[Excerpts from a dataset]
▼
PR #231, opened 2018-04-12
Adding upgrade functionality to move EDWAdmin roles to Fabric.Auth roles

petermcclanahan:
At the end of the script, I added a query to get the users and groups from EDWAdmin, then iterated over the list and called the already existing `Add-AccountToDosAdminRole` which does all the error checking and adds it to the right table based on whether it is a group or a user.

I also fixed the formatting according to my VS Code preferences... That's a lot of changes and I'm happy to undo them if you prefer. Just let me know. I'll highlight the changes in the PR

### DIFF
--- a/Fabric.Authorization.API/scripts/Install-Authorization-Windows.ps1
+++ b/Fabric.Authorization.API/scripts/Install-Authorization-Windows.ps1
@@ -2,35 +2,32 @@
 # Install_Authorization_Windows.ps1
 #
 param([switch]$noDiscoveryService)
-function Get-DiscoveryServiceUrl()
-{
+function Get-DiscoveryServiceUrl() {
     return "https://$env:computername.$($env:userdnsdomain.tolower())/DiscoveryService"
 }
 
-function Get-IdentityServiceUrl()
-{
+function Get-IdentityServiceUrl() {
     return "https://$env:computername.$($env:userdnsdomain.tolower())/Identity"
 }
 
-function Get-Headers($accessToken){
+function Get-Headers($accessToken) {
     $headers = @{"Accept" = "application/json"}
-    if($accessToken){
+    if ($accessToken) {
         $headers.Add("Authorization", "Bearer $accessToken")
     }
     return $headers
 }
 
-function Add-DiscoveryRegistration($discoveryUrl, $serviceUrl, $credential)
-{	
+function Add-DiscoveryRegistration($discoveryUrl, $serviceUrl, $credential) {	
     $registrationBody = @{
-        ServiceName = "AuthorizationService"
-        Version = 1
-        ServiceUrl = $serviceUrl
+        ServiceName   = "AuthorizationService"
+        Version       = 1
+        ServiceUrl    = $serviceUrl
         DiscoveryType = "Service"
-        IsHidden = $true
-        FriendlyName = "Fabric.Authorization"
-        Description = "The Fabric.Authorization service provides centralized authorization across the Fabric ecosystem."
-        BuildNumber = "1.1.2017120101"
+        IsHidden      = $true
+        FriendlyName  = "Fabric.Authorization"
+        Description   = "The Fabric.Authorization service provides centralized authorization across the Fabric ecosystem."
+        BuildNumber   = "1.1.2017120101"
     }
 
 	$url = "$discoveryUrl/v1/Services"
@@ -49,9 +46,8 @@ function Add-DiscoveryRegistration($discoveryUrl, $serviceUrl, $credential)
 	}
 }
 
-function Add-DatabaseLogin($userName, $connString)
-{
-	$query = "USE master
+function Add-DatabaseLogin($userName, $connString) {
+    $query = "USE master
 			If Not exists (SELECT * FROM sys.server_principals
 				WHERE sid = suser_sid(@userName))
 			BEGIN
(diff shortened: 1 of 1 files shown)


Fabric.Authorization.API/scripts/Install-Authorization-Windows.ps1
```diff
@@ -248,19 +244,38 @@ function Get-ErrorFromResponse($response)
...
-	$url = "$authorizationUrl/_monitor/shallow"
-	Invoke-RestMethod -Method Get -Uri $url
+function Invoke-MonitorShallow($authorizationUrl) {
+    $url = "$authorizationUrl/_monitor/shallow"
+    Invoke-RestMethod -Method Get -Uri $url
 }
 
-if(!(Test-Path .\Fabric-Install-Utilities.psm1)){
-	Invoke-WebRequest -Uri https://raw.githubusercontent.com/HealthCatalyst/InstallScripts/master/common/Fabric-Install-Utilities.psm1 -OutFile Fabric-Install-Utilities.psm1
+function Get-EdwAdminUsersAndGroups() {
```
petermcclanahan: Added these two functions

Fabric.Authorization.API/scripts/Install-Authorization-Windows.ps1
```diff
@@ -688,21 +712,27 @@ Add-AccountToDosAdminRole -accountName $adminAccount -domain $currentUserDomain
...
+if ($authorizationServiceUrl) { Add-InstallationSetting "authorization" "authorizationService" "$authorizationServiceUrl" | Out-Null}
+if ($authorizationServiceUrl) { Add-InstallationSetting "common" "authorizationService" "$authorizationServiceUrl" | Out-Null}
+if ($iisUser) { Add-InstallationSetting "authorization" "iisUser" "$iisUser" | Out-Null}
+if ($siteName) {Add-InstallationSetting "authorization" "siteName" "$siteName" | Out-Null}
+if ($adminAccount) {Add-InstallationSetting "authorization" "adminAccount" "$adminAccount" | Out-Null}
 
 
 Invoke-MonitorShallow "$hostUrl/$appName"
 
+Write-Host "Upgrading all the users/groups with an 'EDW Admin' role to also have the dosadmin Fabric.Auth role"
```
petermcclanahan: Added this part from here on down

Fabric.Authorization.API/scripts/Install-Authorization-Windows.ps1
```diff
@@ -248,19 +244,38 @@ function Get-ErrorFromResponse($response)
...
-	Invoke-RestMethod -Method Get -Uri $url
+function Invoke-MonitorShallow($authorizationUrl) {
+    $url = "$authorizationUrl/_monitor/shallow"
+    Invoke-RestMethod -Method Get -Uri $url
 }
 
-if(!(Test-Path .\Fabric-Install-Utilities.psm1)){
-	Invoke-WebRequest -Uri https://raw.githubusercontent.com/HealthCatalyst/InstallScripts/master/common/Fabric-Install-Utilities.psm1 -OutFile Fabric-Install-Utilities.psm1
+function Get-EdwAdminUsersAndGroups() {
+    $results = Invoke-Sqlcmd -Query "
```
michaelvidal24: Since this query will run on the web app machine, do we need to specify the ServerInstance to run against? I think this function also requires the sqlserver module, which has to be installed. We have a Invoke-Sql method in the Fabric-Install-Utilities.psm1 which we already import that doesn't have these pre-reqs. For a usage example see line 151 of this script.

petermcclanahan: Yeah, you're right.

I tried using the Invoke-Sql method, but I was having a hard time getting results back (and I didn't see an example where that was happening). Maybe it's worth looking at again and possibly updating that...

Fabric.Authorization.API/scripts/Install-Authorization-Windows.ps1
```diff
@@ -248,19 +244,38 @@ function Get-ErrorFromResponse($response)
...
+            ON ir.IdentityID = i.IdentityID
+        WHERE RoleNM = 'EDW Admin'";
+
+    return $results;
+}
+
+function Add-UsersAndGroupsToDosAdminRole($edwAdminUsersAndGroups, $domain, $connString) {
+
+    foreach ($edwAdmin in $edwAdminUsersAndGroups) {
+        Add-AccountToDosAdminRole -accountName $edwAdmin.IdentityNM -domain $domain -authorizationServiceUrl "$authorizationServiceUrl/v1" -accessToken $accessToken -connString $authorizationDbConnStr
```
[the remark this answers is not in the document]
petermcclanahan: Yes! Good catches. I meant to do that, but I guess I missed it.

Fabric.Authorization.API/scripts/Install-Authorization-Windows.ps1
michaelvidal24: Let me know if you can't get the Invoke-Sql function to work and I can help take a look at it.

michaelvidal24: Looking deeper, the Invoke-Sql function does an ExecuteNonQuery, so it won't return a result set. We can look into adding another function that does return a result set, I'm just concerned about introducing a dependency on the sqlserver powershell module.

petermcclanahan: Yeah, I noticed that, too. Let me know what you think of this approach. I considered making a generic method in the Fabric-Install-Utilities module, but it can get pretty complex to pass in what columns you want returned from the query you pass in, and rather than over-engineering I decided to just put it inside the `Get-EdwAdminUsersAndGroups` function. It uses a connection string now, and not `Invoke-Sqlcmd`,.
▲
# ACTION ITEM:
What is needed here is an exact copy of all the entries.

# YOUR RESPONSE:
PR #231, opened 2018-04-12
Adding upgrade functionality to move EDWAdmin roles to Fabric.Auth roles

petermcclanahan:
At the end of the script, I added a query to get the users and groups from EDWAdmin, then iterated over the list and called the already existing `Add-AccountToDosAdminRole` which does all the error checking and adds it to the right table based on whether it is a group or a user.

I also fixed the formatting according to my VS Code preferences... That's a lot of changes and I'm happy to undo them if you prefer. Just let me know. I'll highlight the changes in the PR

### DIFF
--- a/Fabric.Authorization.API/scripts/Install-Authorization-Windows.ps1
+++ b/Fabric.Authorization.API/scripts/Install-Authorization-Windows.ps1
@@ -2,35 +2,32 @@
 # Install_Authorization_Windows.ps1
 #
 param([switch]$noDiscoveryService)
-function Get-DiscoveryServiceUrl()
-{
+function Get-DiscoveryServiceUrl() {
     return "https://$env:computername.$($env:userdnsdomain.tolower())/DiscoveryService"
 }
 
-function Get-IdentityServiceUrl()
-{
+function Get-IdentityServiceUrl() {
     return "https://$env:computername.$($env:userdnsdomain.tolower())/Identity"
 }
 
-function Get-Headers($accessToken){
+function Get-Headers($accessToken) {
     $headers = @{"Accept" = "application/json"}
-    if($accessToken){
+    if ($accessToken) {
         $headers.Add("Authorization", "Bearer $accessToken")
     }
     return $headers
 }
 
-function Add-DiscoveryRegistration($discoveryUrl, $serviceUrl, $credential)
-{	
+function Add-DiscoveryRegistration($discoveryUrl, $serviceUrl, $credential) {	
     $registrationBody = @{
-        ServiceName = "AuthorizationService"
-        Version = 1
-        ServiceUrl = $serviceUrl
+        ServiceName   = "AuthorizationService"
+        Version       = 1
+        ServiceUrl    = $serviceUrl
         DiscoveryType = "Service"
-        IsHidden = $true
-        FriendlyName = "Fabric.Authorization"
-        Description = "The Fabric.Authorization service provides centralized authorization across the Fabric ecosystem."
-        BuildNumber = "1.1.2017120101"
+        IsHidden      = $true
+        FriendlyName  = "Fabric.Authorization"
+        Description   = "The Fabric.Authorization service provides centralized authorization across the Fabric ecosystem."
+        BuildNumber   = "1.1.2017120101"
     }
 
 	$url = "$discoveryUrl/v1/Services"
@@ -49,9 +46,8 @@ function Add-DiscoveryRegistration($discoveryUrl, $serviceUrl, $credential)
 	}
 }
 
-function Add-DatabaseLogin($userName, $connString)
-{
-	$query = "USE master
+function Add-DatabaseLogin($userName, $connString) {
+    $query = "USE master
 			If Not exists (SELECT * FROM sys.server_principals
 				WHERE sid = suser_sid(@userName))
 			BEGIN
(diff shortened: 1 of 1 files shown)


Fabric.Authorization.API/scripts/Install-Authorization-Windows.ps1
```diff
@@ -248,19 +244,38 @@ function Get-ErrorFromResponse($response)
...
-	$url = "$authorizationUrl/_monitor/shallow"
-	Invoke-RestMethod -Method Get -Uri $url
+function Invoke-MonitorShallow($authorizationUrl) {
+    $url = "$authorizationUrl/_monitor/shallow"
+    Invoke-RestMethod -Method Get -Uri $url
 }
 
-if(!(Test-Path .\Fabric-Install-Utilities.psm1)){
-	Invoke-WebRequest -Uri https://raw.githubusercontent.com/HealthCatalyst/InstallScripts/master/common/Fabric-Install-Utilities.psm1 -OutFile Fabric-Install-Utilities.psm1
+function Get-EdwAdminUsersAndGroups() {
```
petermcclanahan: Added these two functions

Fabric.Authorization.API/scripts/Install-Authorization-Windows.ps1
```diff
@@ -688,21 +712,27 @@ Add-AccountToDosAdminRole -accountName $adminAccount -domain $currentUserDomain
...
+if ($authorizationServiceUrl) { Add-InstallationSetting "authorization" "authorizationService" "$authorizationServiceUrl" | Out-Null}
+if ($authorizationServiceUrl) { Add-InstallationSetting "common" "authorizationService" "$authorizationServiceUrl" | Out-Null}
+if ($iisUser) { Add-InstallationSetting "authorization" "iisUser" "$iisUser" | Out-Null}
+if ($siteName) {Add-InstallationSetting "authorization" "siteName" "$siteName" | Out-Null}
+if ($adminAccount) {Add-InstallationSetting "authorization" "adminAccount" "$adminAccount" | Out-Null}
 
 
 Invoke-MonitorShallow "$hostUrl/$appName"
 
+Write-Host "Upgrading all the users/groups with an 'EDW Admin' role to also have the dosadmin Fabric.Auth role"
```
petermcclanahan: Added this part from here on down

Fabric.Authorization.API/scripts/Install-Authorization-Windows.ps1
```diff
@@ -248,19 +244,38 @@ function Get-ErrorFromResponse($response)
...
-	Invoke-RestMethod -Method Get -Uri $url
+function Invoke-MonitorShallow($authorizationUrl) {
+    $url = "$authorizationUrl/_monitor/shallow"
+    Invoke-RestMethod -Method Get -Uri $url
 }
 
-if(!(Test-Path .\Fabric-Install-Utilities.psm1)){
-	Invoke-WebRequest -Uri https://raw.githubusercontent.com/HealthCatalyst/InstallScripts/master/common/Fabric-Install-Utilities.psm1 -OutFile Fabric-Install-Utilities.psm1
+function Get-EdwAdminUsersAndGroups() {
+    $results = Invoke-Sqlcmd -Query "
```
michaelvidal24: Since this query will run on the web app machine, do we need to specify the ServerInstance to run against? I think this function also requires the sqlserver module, which has to be installed. We have a Invoke-Sql method in the Fabric-Install-Utilities.psm1 which we already import that doesn't have these pre-reqs. For a usage example see line 151 of this script.

petermcclanahan: Yeah, you're right.

I tried using the Invoke-Sql method, but I was having a hard time getting results back (and I didn't see an example where that was happening). Maybe it's worth looking at again and possibly updating that...

Fabric.Authorization.API/scripts/Install-Authorization-Windows.ps1
```diff
@@ -248,19 +244,38 @@ function Get-ErrorFromResponse($response)
...
+            ON ir.IdentityID = i.IdentityID
+        WHERE RoleNM = 'EDW Admin'";
+
+    return $results;
+}
+
+function Add-UsersAndGroupsToDosAdminRole($edwAdminUsersAndGroups, $domain, $connString) {
+
+    foreach ($edwAdmin in $edwAdminUsersAndGroups) {
+        Add-AccountToDosAdminRole -accountName $edwAdmin.IdentityNM -domain $domain -authorizationServiceUrl "$authorizationServiceUrl/v1" -accessToken $accessToken -connString $authorizationDbConnStr
```
[the remark this answers is not in the document]
petermcclanahan: Yes! Good catches. I meant to do that, but I guess I missed it.

Fabric.Authorization.API/scripts/Install-Authorization-Windows.ps1
michaelvidal24: Let me know if you can't get the Invoke-Sql function to work and I can help take a look at it.

michaelvidal24: Looking deeper, the Invoke-Sql function does an ExecuteNonQuery, so it won't return a result set. We can look into adding another function that does return a result set, I'm just concerned about introducing a dependency on the sqlserver powershell module.

petermcclanahan: Yeah, I noticed that, too. Let me know what you think of this approach. I considered making a generic method in the Fabric-Install-Utilities module, but it can get pretty complex to pass in what columns you want returned from the query you pass in, and rather than over-engineering I decided to just put it inside the `Get-EdwAdminUsersAndGroups` function. It uses a connection string now, and not `Invoke-Sqlcmd`,.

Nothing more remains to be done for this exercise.